(Stored data)
=-=-=
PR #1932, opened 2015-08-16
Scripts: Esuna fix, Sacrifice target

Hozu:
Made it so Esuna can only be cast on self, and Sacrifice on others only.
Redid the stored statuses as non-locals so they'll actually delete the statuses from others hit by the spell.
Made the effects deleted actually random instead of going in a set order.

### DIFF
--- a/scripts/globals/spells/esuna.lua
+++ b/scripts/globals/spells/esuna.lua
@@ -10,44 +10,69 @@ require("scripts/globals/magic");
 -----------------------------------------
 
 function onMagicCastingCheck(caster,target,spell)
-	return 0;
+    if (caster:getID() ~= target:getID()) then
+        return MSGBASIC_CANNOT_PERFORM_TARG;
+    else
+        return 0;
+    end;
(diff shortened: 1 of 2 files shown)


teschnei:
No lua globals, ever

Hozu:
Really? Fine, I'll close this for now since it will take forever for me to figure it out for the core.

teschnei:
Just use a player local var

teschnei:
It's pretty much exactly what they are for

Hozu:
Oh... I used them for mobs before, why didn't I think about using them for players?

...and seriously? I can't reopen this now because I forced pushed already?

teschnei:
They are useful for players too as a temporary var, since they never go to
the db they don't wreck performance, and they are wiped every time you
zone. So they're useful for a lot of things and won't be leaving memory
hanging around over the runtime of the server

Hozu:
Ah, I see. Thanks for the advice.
=-=-=
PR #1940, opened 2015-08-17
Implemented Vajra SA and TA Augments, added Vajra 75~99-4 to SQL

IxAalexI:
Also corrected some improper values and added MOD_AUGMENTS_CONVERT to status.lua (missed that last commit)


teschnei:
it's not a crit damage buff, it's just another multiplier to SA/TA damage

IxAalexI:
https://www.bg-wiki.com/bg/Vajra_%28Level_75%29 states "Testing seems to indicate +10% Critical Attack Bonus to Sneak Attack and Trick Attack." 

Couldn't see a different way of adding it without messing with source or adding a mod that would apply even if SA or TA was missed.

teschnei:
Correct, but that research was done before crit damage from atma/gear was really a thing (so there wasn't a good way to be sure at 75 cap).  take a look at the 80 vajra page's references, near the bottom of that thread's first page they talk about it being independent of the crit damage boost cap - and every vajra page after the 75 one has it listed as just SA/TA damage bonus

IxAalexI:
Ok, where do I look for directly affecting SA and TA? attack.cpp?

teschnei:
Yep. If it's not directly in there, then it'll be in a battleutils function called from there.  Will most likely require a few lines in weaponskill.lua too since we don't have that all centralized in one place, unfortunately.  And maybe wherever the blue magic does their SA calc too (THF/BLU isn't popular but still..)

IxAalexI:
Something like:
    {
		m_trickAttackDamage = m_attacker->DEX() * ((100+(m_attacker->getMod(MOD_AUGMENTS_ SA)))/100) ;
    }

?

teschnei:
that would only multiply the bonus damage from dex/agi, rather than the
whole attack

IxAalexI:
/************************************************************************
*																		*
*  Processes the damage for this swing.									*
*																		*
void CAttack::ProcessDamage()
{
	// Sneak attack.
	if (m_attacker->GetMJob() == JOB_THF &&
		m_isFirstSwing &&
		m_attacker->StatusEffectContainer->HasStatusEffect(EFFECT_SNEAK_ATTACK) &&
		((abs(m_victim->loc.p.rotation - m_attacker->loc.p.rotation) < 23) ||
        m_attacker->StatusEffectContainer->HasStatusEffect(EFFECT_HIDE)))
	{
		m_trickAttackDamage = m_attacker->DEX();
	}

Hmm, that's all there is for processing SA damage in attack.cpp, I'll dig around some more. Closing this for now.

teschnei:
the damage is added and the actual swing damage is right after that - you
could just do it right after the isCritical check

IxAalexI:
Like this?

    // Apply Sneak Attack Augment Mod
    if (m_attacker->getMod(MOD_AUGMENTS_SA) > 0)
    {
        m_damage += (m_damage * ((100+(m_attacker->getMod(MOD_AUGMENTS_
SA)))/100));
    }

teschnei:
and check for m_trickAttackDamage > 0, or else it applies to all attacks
=-=-=
#### Your instructions
Filter the records above down to the lines containing "others".

#### Solved exercise
Made it so Esuna can only be cast on self, and Sacrifice on others only.
Redid the stored statuses as non-locals so they'll actually delete the statuses from others hit by the spell.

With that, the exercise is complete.